Share your dilemmas and get honest opinions from other Mumsnetters.

To be slightly horrified at how poor my basic skills are?

389 replies

primrosesandmaths · 14/03/2018 08:57

In my professional, graduate profession, I have just been told I have to work out something as a percentage.

I have no idea how to do it.

I shall google - it isn’t an advice thread as such, but my maths is just dire and I can’t help wondering if this is common or whether I am an imposter in my role.

OP posts:
Doryismyname · 14/03/2018 17:52

There is too much emphasis in today’s maths GCSE syllabus on things that you never actually need. There should be more emphasis on maths in practice in the real world and understanding basics of finance and economics.

MereDintofPandiculation · 14/03/2018 18:07

They will either be lovely and try to help and I am beyond help or they will think I am utterly ridiculous. I suspect the latter is true! You just haven't met the right teacher yet. You've already shown yourself capable of putting a lot of effort in, and that's half the battle.

CuboidalSlipshoddy · 14/03/2018 21:33

There is too much emphasis in today’s maths GCSE syllabus on things that you never actually need.
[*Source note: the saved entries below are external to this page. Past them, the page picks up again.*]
PR #4581, opened 2025-02-14
Format consideration journey pick list for event steps

spencerldixon:
### Trello card

https://trello.com/c/NqCOFYzi/7448-remove-unneeded-consideration-step-options-and-reword-the-remaining-ones-in-events-with-mailing-list-funnel?filter=member:spencerldixon

### Context

We want to remove the two highlighted options from the front-end

We also want to change the label of the fourth option

FROM I'm very sure and think I'll apply

TO I think I'll apply

Note that we should not change the value we are passing to CRM

Since we've now got two places we want to filter the picklist (mailing list and events), this PR introduceds a picklist presenter pattern that wraps the API, and returns just the options we want to deal with in the frontend.

- Filters pick list to just the items we want to display
- Formats the text on the front end to match new description
- Adds tests


martyn-w (approved):
👍 very good

gemmadallmandfe (approved):
Looks good to me from the front-end - have checked that consideration stage is captured within CRM

PR #4589, opened 2025-02-17
Bump rails to 7.1 on GiT

sarahcrack:
### Trello card

https://trello.com/c/U9SR1O4I/7445-update-rails-to-version-71-for-git

### Context

The version of Rails we are using for GIT is very out of date. The latest version is 8.0.1. We want to upgrade it in stages and
as an interim step we want to upgrade to 7.1.

- updated `gem "rails", "~> 7.1.3"`
- updated `gem "validates_timeliness", "~> 7.0.0"` as this was blocking the update.
- following the update, the app would not start up. It looks like the issue stems from Sidekiq 6.5.5 not supporting Rails 7.1 because it relies on `ActiveSupport::Logger.broadcast`, which was removed in Rails 7.1. It seems that updating logger configuration for sidekiq is one solution:  created a sidekiq initializer which ensures that sidekiq uses `Rails.logger` for logging instead of its default logger; this aligns sidekiq’s logs with the rest of the Rails application without overriding the global logger configuration in `application.rb`.
- updated `gem "rspec-rails", "~> 6.1.0"` which supports Rails 7.1 and allows rspec tests to run.
- updated redirects spec test which was failing after the updates.
- ran update task copying over code into new files.


spencerldixon (approved):
LGTM 👍

PR #4596, opened 2025-02-19
Replace footer tag in quotes with a div tag

spencerldixon:
### Trello card

https://trello.com/c/7bDrM3jr/7501-fix-erroneous-footer-landmark-in-quotes?filter=member:spencerldixon

### Context

ARC Toolkit has flagged that our quotes have an erroneous footer landmark, which means we have multiple areas on a page flagged as footers

See screenshot as an example (/life-as-a-teacher/why-teach/why-become-a-teacher)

Unless you actually want a job in science or engineering, in which case GCSE maths (and increasingly, A Level maths) simply isn't good enough. I know, who'd want a job in science or engineering?
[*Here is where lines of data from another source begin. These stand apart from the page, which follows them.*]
PR #4600, opened 2025-02-19
Added return false for when no answers present for highlight check

spencerldixon:
### Trello card

https://trello.com/c/S05TkSxI/7504-fix-error-accessing-the-route-into-teaching-completed-page-with-no-or-partial-answers

### Context

The new Routes into teaching wizard is causing multiple sentry errors

This is triggered by having no or partial answers being passed to the highlighted logic

- Adds check to return false if there are no answers for the routes finder


martyn-w (approved):
👍 LGTM

PR #4601, opened 2025-02-19
Replaces header tag in landing hero component with div

spencerldixon:
### Trello card

http://trello.com/c/rYjt2grx/7505-remove-duplicate-header-landmark-on-category-sub-category-and-inspiration-pages?filter=member:spencerldixon

### Context

Pages should only have one headerelement which is used by keyboard users and screen readers when navigating the page

ARC Toolkit has flagged that pages using a particular header have two headerelements (see screenshot)

This can be seen in the code (see screenshot)

This header component is used at different levels eg

/life-as-a-teacher

/life-as-a-teacher/explore-subjects

/life-as-a-teacher/explore-subjects/art-and-design

- Replaces the header tag in the `LandingHeroComponent` with a div given that the `header` tag is being used for the main navigation bar


jenhadfield-dfe:
looks good to me too!

PR #4605, opened 2025-02-21
green arrow links on non-UK trainee pages

Sarah-DfE:
### Trello card
https://trello.com/c/1Bnkdvqf/7304-identify-where-new-cta-arrows-links-should-be-added-and-update-pages


app/views/content/non-uk-teachers/fees-and-funding-for-non-uk-trainees.md
```diff
@@ -20,8 +20,17 @@ expander:
...
+cta_arrow_link:
+  loans:
+    link_target: "https://www.gov.uk/student-finance"
+    link_text: "Check your eligibility and apply for student loans"
+  bursaries:
+    link_target: "/funding-and-support/scholarships-and-bursaries"
+    link_text: "Learn more about bursaries and scholarships for physics and languages"
+  find:
+    link_target: "https://find-teacher-training-courses.service.gov.uk"
+    link_text: "Find postgraduate teacher training and filter by salaried courses"
```
gemmadallmandfe, line 32: Is this slightly risky that we are highlighting salaried courses so much through the green arrow? And sending people straight to Find rather than explain more about salaried courses first (they may well miss the first link in the section?)

Would it be better to remove the `work and earn a salary while you train` link and replace the green arrow link with a 'Find out more about salaried teacher training`? Particularly as we are updating the salaried page with more guidance re placements, etc.?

primrosesandmaths · 14/03/2018 21:35

Not me! Shock

OP posts:
Skiiltan · 14/03/2018 22:17

QuimReaper (great name)
I'm sure I remember buttonholing my maths teacher about that actually. She was a terrifyingly brilliant woman and I feel sure she rattled off a few scenarios, but I was still unconvinced, and secretly thought they might be the only three examples, and she might keep them stored up for when people asked, as part of the great Median Average Pointlessness Coverup Conspiracy.
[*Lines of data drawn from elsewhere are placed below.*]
PR #4615, opened 2025-02-27
Phone number styled as interactive on help and support page

sarahcrack:
### Trello card

https://trello.com/c/8JIryjs3/7550-gds-accessibility-audit-8-phone-number-not-styled-as-interactive-on-help-and-support-page-level-a

### Context

On the Help and support getting into teaching page, there is a telephone number link beneath “Call us” in the “Talk to us” section. The telephone number is visually styled similar to a heading or important text and does not look interactive. The visual styling does not match the programmatic information.

- visually styled the phone number as interactive (similar to the phone number in the footer)
- adapted `class` in HTML and added an `underline` styling

###  Guidance to review
Screenshot 2025-02-27 at 11 34 04

### DIFF
--- a/app/webpacker/styles/sections/talk-to-us.scss
+++ b/app/webpacker/styles/sections/talk-to-us.scss
@@ -101,7 +101,7 @@
 
     .telephone {
       font-weight: bold;
-      text-decoration: none;
+      text-decoration: underline;
       font-size: 1.3em;
     }
   }
--- a/app/webpacker/styles/sections/talk-to-us.scss
+++ b/app/webpacker/styles/sections/talk-to-us.scss
@@ -101,8 +101,7 @@
 
     .telephone {
       font-weight: bold;
-      text-decoration: underline;
-      font-size: 1.3em;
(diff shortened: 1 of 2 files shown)


app/webpacker/styles/sections/talk-to-us.scss
```diff
@@ -101,7 +101,7 @@
 
     .telephone {
       font-weight: bold;
-      text-decoration: none;
+      text-decoration: underline;
```
gemmadallmandfe, line 104: Do we need this `underline`? The phone link in the footer in prod (which uses the same `telephone` class) already has a visual underline as do all our links

Paging @jenhadfield-dfe who can advise much better than me!

jenhadfield-dfe: actually i think you could remove the text decoration entirely and it should still underline it. Also for the font size, i think it might be better at 1.75em rather than 1.3, so its larger and same size as the one in the footer, just a bit more obvious, seems a bit small now im looking at it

Probably the three most relevant examples for most people, rather than the only three examples.

You use median for data that are either:
(a) ordinal, i.e. on a scale where the intervals between consecutive numbers aren't equal: for example a customer satisfaction scale where it's impossible to say that the difference in satisfaction between a score of 2 and a score of 3 is the same as the difference in satisfaction between a score of 3 and a score of 4
or
(b) interval/ratio (continuous scales where the intervals between consecutive numbers are equal, e.g. time, salary, etc.) but not normally distributed, i.e. a graph of the frequency of a particular measurement against the magnitude of the measurement is not bell-shaped.

But I don't think that explanation would have convinced you.

The point is that an average is supposed to be a representative value. In the salary example someone gave earlier the mean of £20,000 isn't actually earned by anyone, or even close to anyone's salary: 90% of people earn only half this amount and 10% of people earn five times this amount. So it isn't in any way representative.

AdoraBell · 14/03/2018 22:25

DDs can do percentage. I can’t, but I have an -OMG Shock I can’t do maths - mentality.

If I’m left alone, and no one wants an answer, then I can do it but the slightest pressure paralyses me mentally.

CuboidalSlipshoddy · 14/03/2018 22:51

Here's a concrete example of why the median is useful. Suppose there are seven people in a room fresh from the AIBU thread on what people pay for their holidays. They have incomes of £20k, £20k, £40k, £45k, £50k, £70k, and £100k. The median is £45k (three people earn less, three earn more) and the mean is £49285 (add 'em up and divide by seven), and it's not immediately obvious which is "better".

But imagine someone who earns a million quid a year now walks into the room. The median is now £47500 (four people earn more, four people earn less) which is a useful number. The mean is now £192143, which isn't remotely useful.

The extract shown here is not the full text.